Saved entries:
-.-.-

PR #322, opened 2023-09-04
feat: add extra channel support to transform controller

utkuozdemir:
Add an option to specify an extra channel to the transform controller. Controller will wake up upon receiving data from the channel and run transform.

### DIFF
--- a/pkg/controller/generic/transform/controller.go
+++ b/pkg/controller/generic/transform/controller.go
@@ -198,6 +198,7 @@ func (ctrl *Controller[Input, Output]) Run(ctx context.Context, r controller.Run
 		case <-ctx.Done():
 			return nil
 		case <-r.EventCh():
+		case <-ctrl.options.extraEventCh:
 		}
 
 		// controller runs in two phases:
--- a/pkg/controller/generic/transform/options.go
+++ b/pkg/controller/generic/transform/options.go
@@ -11,6 +11,7 @@ import (
 
 // ControllerOptions configures TransformController.
 type ControllerOptions struct {
+	extraEventCh            <-chan struct{}
 	inputListOptions        []state.ListOption
 	extraInputs             []controller.Input
 	extraOutputs            []controller.Output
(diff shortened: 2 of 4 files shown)


pkg/controller/generic/transform/controller.go
```diff
@@ -198,6 +198,7 @@ func (ctrl *Controller[Input, Output]) Run(ctx context.Context, r controller.Run
 		case <-ctx.Done():
 			return nil
 		case <-r.EventCh():
+		case <-ctrl.options.extraCh:
```
frezbo, line 201: maybe call extraChInput?

pkg/controller/generic/transform/resource_test.go
```diff
@@ -79,7 +79,8 @@ func (BE) ResourceDefinition() meta.ResourceDefinitionSpec {
 
 // BSpec provides B definition.
 type BSpec struct {
-	Out string
+	Out            string
+	TransformCount int
```
frezbo, line 83: don;t see code incrementing it?

pkg/controller/generic/transform/options.go
```diff
@@ -70,3 +71,13 @@ func WithIgnoreTearingDownInputs() ControllerOption {
 		o.ignoreTearingDownInputs = true
 	}
 }
+
+// WithExtraChannel adds an extra channel to the controller.
+//
+// When this channel receives data, the controller will run the transform function.
+// This is useful to wake up the controller from a goroutine.
+func WithExtraChannel(extraCh <-chan struct{}) ControllerOption {
```
smira, line 79:
```suggestion
func WithExtraEventChannel(extraEventCh <-chan struct{}) ControllerOption {
```

smira (approved):

pkg/controller/generic/transform/controller.go
frezbo: just the variable name :sweat_smile:

frezbo (approved):

PR #323, opened 2023-09-04
feat: add on shutdown callback to the transform controller

utkuozdemir:
Add a callback option to the transform controller which is run just before the controller is being shut down gracefully. This allows a transform controller to do cleanups, e.g. waiting for goroutines it spawned to complete.


Unix4ever (approved):

pkg/controller/generic/transform/controller.go
```diff
@@ -196,6 +196,10 @@ func (ctrl *Controller[Input, Output]) Run(ctx context.Context, r controller.Run
 	for {
 		select {
 		case <-ctx.Done():
+			if ctrl.options.onShutdownCallback != nil {
```
smira, line 199: this should better be a `defer`

pkg/controller/generic/transform/transform_test.go
```diff
@@ -537,6 +562,10 @@ func setup(t *testing.T, f func(ctx context.Context, st state.State, rt *runtime
 		if err != nil && !errors.Is(err, context.Canceled) {
 			t.Fatal(err)
 		}
+
+		if onShutdown != nil {
```
smira, line 566: you could attach this via `t.Cleanup()` probably in the test itself, no need to pass it through here

frezbo (approved):

pkg/controller/generic/transform/controller.go
smira: I don't think that discussion has anything about _successful_ shutdown. On any exit you want to make sure that all goroutines/workers terminated.

Not only that, you have to use a context which is bound to the controller execution, so if the controller aborts on any reason, context is canceled.

DmitriyMV: Maybe we can do something like this:
```go
ctx, cancel := context.WithCancel(ctx)
defer cancel()

stop := context.AfterFunc(ctx, func() {
	if ctrl.options.onShutdownCallback != nil {
		ctrl.options.onShutdownCallback()
	}
})
defer stop()
```

?

smira: hmm... can't we just `defer ...onShutdownCallback()` before `defer cancel()` to make sure it gets called after the context is canceled?

utkuozdemir: I think it would work fine ⬆️ 

Wdyt about allowing to return error from this callback overall? Should I ditch it or keep (despite being in defer)?

smira: I feel such callbacks might get a logger as an argument, but reporting an error feels like too late (as the controller is already terminating either as a result of error or as the runtime is terminating).

also I wonder if we could use `goleak` in the unit-tests as a defence in depth: make sure controller terminates and cleans up all goroutines

smira: (I mean `goleak` in Omni, runtime tests here should be already using it)

utkuozdemir: @smira @DmitriyMV I (think I) did the changes. Could you guys have another look to it?

pkg/controller/generic/transform/controller.go
```diff
@@ -187,12 +187,22 @@ type runState struct {
 }
 
 // Run implements controller.Controller interface.
-func (ctrl *Controller[Input, Output]) Run(ctx context.Context, r controller.Runtime, logger *zap.Logger) error {
```
smira, line 190: hopefully named returned arg can be removed now :see_no_evil:

smira (approved):

pkg/controller/generic/transform/options.go
```diff
@@ -5,13 +5,16 @@
...
+	"go.uber.org/zap"
+
 	"github.com/cosi-project/runtime/pkg/controller"
 	"github.com/cosi-project/runtime/pkg/state"
 )
 
 // ControllerOptions configures TransformController.
 type ControllerOptions struct {
 	extraEventCh            <-chan struct{}
+	onShutdownCallback      func(logger *zap.Logger)
```
DmitriyMV, line 17: Maybe it makes sense to pass `controller.ReaderWriter` here?

pkg/controller/generic/transform/options.go
```diff
@@ -81,3 +84,10 @@ func WithExtraEventChannel(extraEventCh <-chan struct{}) ControllerOption {
 		o.extraEventCh = extraEventCh
 	}
 }
+
+// WithOnShutdownCallback adds a callback to be called when the controller is shutting down, either gracefully or due to an error.
+func WithOnShutdownCallback(onShutdownCallback func(logger *zap.Logger)) ControllerOption {
```
DmitriyMV, line 89: Explicit signature for `func(logger *zap.Logger)` would be nice.

pkg/controller/generic/transform/options.go
smira: I don't care, whatever works better

PR #325, opened 2023-09-07
feat: support `OutputShared` for the main res in Transform controller

Unix4ever:
This will provide more flexibility in the transform controller usage.

### DIFF
--- a/pkg/controller/generic/transform/options.go
+++ b/pkg/controller/generic/transform/options.go
@@ -20,6 +20,7 @@ type ControllerOptions struct {
 	inputListOptions        []state.ListOption
 	extraInputs             []controller.Input
 	extraOutputs            []controller.Output
+	primaryOutputKind       controller.OutputKind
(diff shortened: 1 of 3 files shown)


pkg/controller/generic/transform/options.go
```diff
@@ -96,3 +97,10 @@ func WithOnShutdownCallback(onShutdownCallback OnShutdownCallback) ControllerOpt
 		o.onShutdownCallback = onShutdownCallback
 	}
 }
+
+// WithOutputKind sets main output resource kind.
+func WithOutputKind(kind controller.OutputKind) ControllerOption {
```
frezbo, line 102: is the default still `OutputExclusive`?

Unix4ever: `OutputExclusive` is 0, so when unset it's going to default to it.
But I can set it explicitly, let me change that.

smira (approved):

PR #333, opened 2023-09-18
chore: bump deps

DmitriyMV:
- run rekres
- use `slices` and `xslices` module where possible
- bump actions/checkout to v4.0.0
- bump docker/setup-qemu-action to v3.0.0
- bump docker/setup-buildx-action to v3.0.0
- bump docker/login-action to v3.0.0
- bump github.com/grpc-ecosystem/grpc-gateway/v2 to v2.18.0
- bump github.com/siderolabs/gen to v0.4.7
- bump go.uber.org/zap to v1.26.0
- bump google.golang.org/grpc to v1.58.1
- Use `clear` builtin instead of manual deletion from map using range.


smira:
we don't need to use new GHA generator here probably, disable it and keep using "Drone" for now

frezbo:
> we don't need to use new GHA generator here probably, disable it and keep using "Drone" for now

this already use gh actions I believe? :thinking:

smira:
> > we don't need to use new GHA generator here probably, disable it and keep using "Drone" for now
> 
> this already use gh actions I believe? 🤔

yes, this one lives under a different org, so no need to mix & match everything, we can keep using existing working flow for now

DmitriyMV:
@smira done!

frezbo (approved):

PR #335, opened 2023-09-22
refactor: optimize the metadata.Equal for small number of finalizers

### LINKED ISSUE #306: optimize metadata.Equal
the `sort.Strings()` and a copy of finalizers - can we do a better version? should we optimize for a special case of 1,2 items?

smira:
It might be pretty common to have 1-2 finalizers, so we can do a special case for it.

```
name                old time/op    new time/op    delta
MetadataEqual/0-32    12.1ns ± 2%    11.8ns ± 2%      ~     (p=0.057 n=4+4)
MetadataEqual/1-32     206ns ± 8%      14ns ± 0%   -93.11%  (p=0.029 n=4+4)
MetadataEqual/2-32     268ns ± 7%      21ns ± 2%   -92.13%  (p=0.029 n=4+4)
MetadataEqual/3-32     328ns ± 4%     227ns ± 4%   -30.86%  (p=0.029 n=4+4)

name                old alloc/op   new alloc/op   delta
MetadataEqual/0-32     0.00B          0.00B           ~     (all equal)
MetadataEqual/1-32     80.0B ± 0%      0.0B       -100.00%  (p=0.029 n=4+4)
MetadataEqual/2-32      112B ± 0%        0B       -100.00%  (p=0.029 n=4+4)
MetadataEqual/3-32      144B ± 0%       96B ± 0%   -33.33%  (p=0.029 n=4+4)

name                old allocs/op  new allocs/op  delta
MetadataEqual/0-32      0.00           0.00           ~     (all equal)
MetadataEqual/1-32      4.00 ± 0%      0.00       -100.00%  (p=0.029 n=4+4)
MetadataEqual/2-32      4.00 ± 0%      0.00       -100.00%  (p=0.029 n=4+4)
MetadataEqual/3-32      4.00 ± 0%      2.00 ± 0%   -50.00%  (p=0.029 n=4+4)
```

Fixes #306

### DIFF
--- a/pkg/resource/metadata.go
+++ b/pkg/resource/metadata.go
@@ -6,7 +6,7 @@ package resource
 
 import (
 	"fmt"
-	"sort"
+	"slices"
 	"time"
 
 	"github.com/siderolabs/gen/xslices"
@@ -172,19 +172,23 @@ func (md Metadata) Equal(other Metadata) bool {
 		return true
 	}
 
-	fins := append(Finalizers(nil), md.fins...)
-	otherFins := append(Finalizers(nil), other.fins...)
+	switch len(md.fins) {
+	case 0:
+		return true
+	case 1:
+		return md.fins[0] == other.fins[0]
+	case 2:
+		return md.fins[0] == other.fins[0] && md.fins[1] == other.fins[1] ||
+			md.fins[0] == other.fins[1] && md.fins[1] == other.fins[0]
+	default:
+		fins := slices.Clone(md.fins)
+		otherFins := slices.Clone(other.fins)
 
-	sort.Strings(fins)
-	sort.Strings(otherFins)
+		slices.Sort(fins)
+		slices.Sort(otherFins)
 
-	for i := range fins {
-		if fins[i] != otherFins[i] {
-			return false
-		}
+		return slices.Equal(fins, otherFins)
 	}
-
-	return true
 }
 
 // MarshalYAML implements yaml.Marshaller interface.
--- a/pkg/resource/metadata_test.go
+++ b/pkg/resource/metadata_test.go
@@ -6,6 +6,7 @@ package resource_test
 
 import (
 	"fmt"
+	"strconv"
 	"testing"
 	"time"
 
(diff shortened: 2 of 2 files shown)


pkg/resource/metadata.go
```diff
@@ -172,19 +175,29 @@ func (md Metadata) Equal(other Metadata) bool {
...
+		return md.fins[0] == other.fins[0]
+	case 2:
+		return md.fins[0] == other.fins[0] && md.fins[1] == other.fins[1] ||
+			md.fins[0] == other.fins[1] && md.fins[1] == other.fins[0]
+	default:
+		fins := slices.Clone(md.fins)
+		otherFins := slices.Clone(other.fins)
+
+		sort.Strings(fins)
+		sort.Strings(otherFins)
```
DmitriyMV, line 191:
```suggestion
		slices.Sort(fins)
		slices.Sort(otherFins)
```

Generic version of sort should be faster.

pkg/resource/metadata.go
```diff
@@ -172,19 +175,29 @@ func (md Metadata) Equal(other Metadata) bool {
...
+
+		for i := range fins {
+			if fins[i] != otherFins[i] {
+				return false
+			}
```
DmitriyMV, line 196: You can use `slices.Equal` here.

DmitriyMV (approved):

DmitriyMV:
Small idea - we can actually speed up cases up to 16 (after 16 elements ns/op decrease drops below 50%).

```go
func equalUpTo16(a, b []Finalizer) bool {
	if len(a) != len(b) {
		return false
	}

	if len(a) > 16 {
		panic("len(a) is greater than 16")
	}

	var elementCompared uint16

	for i := range a {
		idx := -1

		for j := range b {
			if elementCompared& (1 << j) == 0 && a[i] == b[j] {
				idx = j

				break
			}
		}

		if idx == -1 {
			return false
		}

		elementCompared |= 1 << idx
	}

	return true
}
```

And use it like 
```go
if len(fins) <= 16 {
	equalUpTo16(fins, otherFins)
}
```

pkg/resource/metadata_test.go
```diff
@@ -254,3 +255,25 @@ func TestNewMedataFromProto(t *testing.T) {
 
 	assert.True(t, md.Equal(other))
 }
+
+func BenchmarkMetadataEqual(b *testing.B) {
```
frezbo, line 259: do we have a before and after?

smira: please see the commit message - there's comparison there.

frezbo: sorry, missed that

frezbo (approved):

smira:
> Small idea - we can actually speed up cases up to 16 (after 16 elements ns/op decrease drops below 50%).

I feel this is a bit of overkill? I mean readability vs. optimization :)

DmitriyMV:
> I feel this is a bit of overkill? I mean readability vs. optimization :)

I mean, probably? Depends on how often we see resources with 3-16 finalizers. Interestingly enough `equalUpTo16` is almost as fast for cases of 2 and 3 elements as current direct comparison.

What is more interesting `equalUpTo64` is 20% slower than current implementation with Clone,Sort,Equal.

pkg/resource/metadata.go
smira: updated

pkg/resource/metadata.go
smira: updated

smira:
Updated with @DmitriyMV suggestions, I feel 1-2 finalizers version is good enough, and also updated >= 3 finalizers version is better than before.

-.-.-

→ **Exercise brief**: Pull every line with the string "better" from the data above.

→ **Answer space**:
smira, line 199: this should better be a `defer`
smira: I don't care, whatever works better
the `sort.Strings()` and a copy of finalizers - can we do a better version? should we optimize for a special case of 1,2 items?
Updated with @DmitriyMV suggestions, I feel 1-2 finalizers version is good enough, and also updated >= 3 finalizers version is better than before.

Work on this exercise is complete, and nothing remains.